Soft magnetic sintered materials are used in magnetic cores for such devices as low-loss yoke, transformer and choke coil used in motors, actuators or the like. And it is known that the soft magnetic sintered materials can be obtained by sintering a soft magnetic metal powder such as:                iron powder such as pure iron powder;        Fe—Si based soft magnetic iron alloy powder containing 0.1 to 10% by weight of Si with the rest consisting of Fe and inevitable impurities (for example, iron alloy powder of Fe-3% Si);        Fe—Si—Al based soft magnetic iron alloy powder containing 0.1 to 10% by weight of Si and 0.1 to 20% by weight of Al with the rest consisting of Fe and inevitable impurities (for example, Sendust iron alloy powder having a composition of Fe-9% Si-5% Al);        Fe—Al based soft magnetic iron alloy powder containing 0.1 to 20% by weight of Al with the rest consisting of Fe and inevitable impurities (for example, Alperm iron alloy powder having a composition of Fe-15% Al);        Fe—Cr based soft magnetic iron alloy powder containing 1 to 20% by weight of Cr and, as required, one or two of 5% or less Al and 5% or less Si with the rest consisting of Fe and inevitable impurities; or        nickel-based soft magnetic alloy powder containing 35 to 85% of Ni and, as required, one or more of 5% or less Mo, 5% or less Cu, 2% or less Cr and 0.5% or less Mn with the rest consisting of Fe and inevitable impurities (for example, powder of Fe-79% Ni) (hereinabove percentages are by weight). It is also known that soft magnetic sintered materials can be obtained by sintering a powder of a metal oxide such as ferrite that has a spinel structure. The ferrite having a spinel structure is generally represented by formula (MeFe)3O4 (where Me represents Mn, Zn, Ni, Mg, Cu, Fe or Co, or a mixture of some of these elements).        

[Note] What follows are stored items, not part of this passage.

PR #1559, opened 2018-02-15
Add Oxford-EEBO-TCP translator

pierwill:
Not the prettiest or most flexible translator, but it's better than nothing for this important archive.

### DIFF
--- a/Oxford-EEBO-TCP.js
+++ b/Oxford-EEBO-TCP.js
@@ -1,0 +1,232 @@
+{
+	"translatorID": "62151d94-6fdf-442f-be29-94bbd24fcd09",
+	"label": "Oxford-EEBO-TCP",
+	"creator": "pierwill",
+	"target": "[^]*[ota|tei.it|purl].ox.ac.uk/[tcp|id]/*",
+	"minVersion": "5.0",
+	"maxVersion": "",
+	"priority": 100,
+	"inRepository": true,
+	"translatorType": 4,
+	"browserSupport": "gcsibv",
+	"lastUpdated": "2018-02-15 05:20:51"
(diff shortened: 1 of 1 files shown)


Oxford-EEBO-TCP.js
```diff
@@ -0,0 +1,232 @@
...
+
+function doWeb(doc, url) {
+    
+    newItem = new Zotero.Item("book");
+    
+    if (url.includes("http://tei.it.ox.ac.uk/tcp/Texts-HTML/free/") == true) {
+	html(doc, url);
+    } else {
+	catalogue(doc, url);
+    }
```
zuphilip: The following scraping from that page looks very fragile. Moreover, there should be the corresponding TEI file available, e.g. http://tei.it.ox.ac.uk/tcp/Texts-TEI/free/A20/A20631.xml which has the information in structured form and we should therefore use instead.

zuphilip: Stopped here with the review therefore.

Oxford-EEBO-TCP.js
```diff
@@ -0,0 +1,232 @@
+{
+	"translatorID": "62151d94-6fdf-442f-be29-94bbd24fcd09",
+	"label": "Oxford-EEBO-TCP",
```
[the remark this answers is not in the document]
adam3smith: (EEBO = Early English Books Online -- there are different versions of this; Gale has one too, e.g.)

pierwill:
Thanks for the look! I learned a lot writing this from scratch. Nice to finally start learning to contribute to something I use every day.

I'll look into parsing the TEI.

PR #1560, opened 2018-02-15
PDF downloads from SSRN

### LINKED ISSUE #523: SSRN translator does not download PDFs
SSRN translator will not download PDFs (even thought the URL for the PDF is correct), because Zotero does not pass `Referer` header in the request.

@simonster Could we maybe make Zotero add `Referer` header based on item.URL (which I realize does not have to match the page where the PDF link is) or maybe from an additional field in the attachment item (e.g. `item.attachments[0].referer`)?

Edit: or first the latter and fall back on the former

Edit2: The url should also be proxified if needed

psisquared2:
Now that https://github.com/zotero/zotero/commit/6cef0bda80f4a969b0d20818017a4b60ae269028 has been commited and HTTP referrers are supported, automatic PDF downloads from SSRN are possible.

Be aware that SSRN.com has very strict requirements on repeated downloads - if you test the translator a few times on the same article, PDF downloads may fail because you hit SSRN's download limit.

This should close #523 and possibly https://github.com/zotero/zotero/issues/772.

Other changes: The URL of one one 'multiple' test case was outdated and no longer worked in a browser, so I removed it. I have also also updated the other test cases using version 3.3.0 of Scaffold.

### DIFF
--- a/SSRN.js
+++ b/SSRN.js
@@ -8,8 +8,8 @@
 	"priority": 100,
 	"inRepository": true,
 	"translatorType": 4,
-	"browserSupport": "gcsbv",
-	"lastUpdated": "2018-02-15 19:29:55"
+	"browserSupport": "gcsibv",
+	"lastUpdated": "2018-02-16 06:39:03"
 }
 
 /*
@@ -43,8 +43,7 @@ function detectWeb(doc,url) {
 }
 
 
-function doWeb(doc,url)
-{
+function doWeb(doc,url) {
 	if (detectWeb(doc, url) == "multiple") {
 		var hits = {};
 		var urls = [];
@@ -65,7 +64,7 @@ function doWeb(doc,url)
 			ZU.processDocuments(urls, scrape);
 		});
 	} else {
-		scrape(doc, url)
+		scrape(doc, url);
 	}
 }
 
@@ -93,10 +92,11 @@ function scrape(doc, url) {
 		//Extract the correct PDF URL from the download button
 		var download_xpath = ZU.xpath(doc, '//a[@id="downloadPdf"]');
 		if (download_xpath.length > 0) {
-			item.attachments.push(
-				{title: "Full Text PDF",
-				url: download_xpath[i].href,
-				mimeType: "application/pdf"});
+			item.attachments.push({
+				title: "Full Text PDF",
+				url: download_xpath[0].href,
+				mimeType: "application/pdf"
+			});
 		}
 
 		item.complete();
--- a/SSRN.js
+++ b/SSRN.js
@@ -9,7 +9,7 @@
 	"inRepository": true,
 	"translatorType": 4,
 	"browserSupport": "gcsbv",
-	"lastUpdated": "2017-06-26 04:35:21"
+	"lastUpdated": "2018-02-15 19:29:55"
 }
 
 /*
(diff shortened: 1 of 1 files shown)


zuphilip:
I fixed the index and did some clean up which I pushed directly into your branch.

However, the PDF download did not work for me in Chrome. Does this work for you outside Scaffold?

psisquared2:
Thank you for the changes. I have compiled commit https://github.com/zotero/zotero/commit/00e52ae62b2e84d7fa770ca2f61d1b3b36f156bf of Zotero under Linux Ubuntu 64 bit. Using this own build of Zotero standalone and your version of the SSRN translator, translation including PDF downloads works without problems in both Firefox and Chromium.

Did you use the latest commit of Zotero standalone? Do you get a download error for the PDF, or does the translator not recognize the PDF attachment? Did you accidentally run into SSRN's download limit (which can happen very easily)?

zuphilip:
Okay, right. I am at the latest release of Zotero 5.0.35.1 and I guess the new patch will become available in the next version.

We should wait then for that, because also deployment of the new translator code for everyone else only makes sense when they already have the new Zotero version.

psisquared2:
Oh sorry, I wasn't aware that translators are deployed in a different way. In that case we shoud put this request on hold until the next patch.

psisquared2:
I just tested the translator in version 5.0.37 and I found no issues. Could you double check and merge if you find no issues either?

adam3smith:
Thanks, works for me, too.

zuphilip:
Thank you @psisquared2 !

owcz:
Yes, once https://papers.ssrn.com/sol3/papers.cfm?abstract_id=2699251&download=yes expires, I get a "Page not found" too.

To reproduce on https://papers.ssrn.com/sol3/papers.cfm?abstract_id=2699251:
1. latest Chrome on macOS 10.13.5, logged out of SSRN (no account)
2. SSRN detects properly on https://papers.ssrn.com/sol3/papers.cfm?abstract_id=2699251 (shows SSRN translator in Connector extension)
3. Throws this error: 
ss
4. If I refresh and attempt again: 
screen shot 2018-07-31 at 5 48 37 am

My next step was to click the orange "Download This Paper" button for this page: 
screen shot 2018-07-31 at 5 50 10 am where I have to click "or continue to Download Anonymously" to proceed. Which spits me back to the article's original page: https://papers.ssrn.com/sol3/papers.cfm?abstract_id=2699251&download=yes and while the extra parameter triggers a PDF download, it also makes the SSRN translator not detect the URL. If I remove the parameter, refresh and try again at https://papers.ssrn.com/sol3/papers.cfm?abstract_id=2699251, I get 
screen shot 2018-07-31 at 5 52 51 am

psisquared2:
> Does the first (failed) translation trigger the rate limiter?

I guess it does. The problem at point 3 definitely does not happen for me. It also seems to be unrelated to the issue discussed in this pull request, though point 4 is definitely related.

The fact that you are seeing the "What happened?" screen means you hit the download limit. Clicking on "Download anonymously" leads you to a captcha, which will (As far as I am aware) prevent Zotero downloads from such a page. Even if we allowed the SSRN translator to detect the page with `&download=yes`, I am 99% sure it still wouldn't work.

So to summarize, we need to debug your issue under point 3. Could you provide a log? The fact that the Embedded Metadata translator also crashes suggests that this is not a problem of the SSRN translator.

zuphilip:
I tried some of the urls here and the first time it worked for me fine. After clicking around I am now in the "unusual download pattern" mode and can't save papers manually or with Zotero. However, I have never seen something like step 3 you described here.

However, although the soft magnetic sintered metals have high saturation magnetic flux densities, they are inferior in high frequency characteristics. The soft magnetic sintered metal oxides that are made by sintering powder of a metal oxide such as ferrite having a spinel structure, on the other hand, have good high frequency characteristics and relatively high initial magnetic permeability, but have low saturation magnetic flux densities. In order to overcome these drawbacks, a composite soft magnetic sintered material has been proposed that is obtained by sintering a composite soft magnetic powder formed from a soft magnetic metal powder of which particles are coated with layers of ferrite having a spinel structure on the surface thereof (refer to Unexamined Japanese Patent Application, First Publication No. Sho 56-38402).
However, in the composite soft magnetic sintered material that is obtained by sintering the composite soft magnetic powder formed from the soft magnetic metal powder of which particles are coated with layers of ferrite having a spinel structure on the surface thereof, the ferrite layer having a spinel structure is made of an oxide and it is therefore difficult to sinter, thus resulting in a problem that the composite soft magnetic sintered material that has a sufficient density cannot be obtained. Thus there is a demand for a composite soft magnetic sintered material having further improved magnetic characteristics.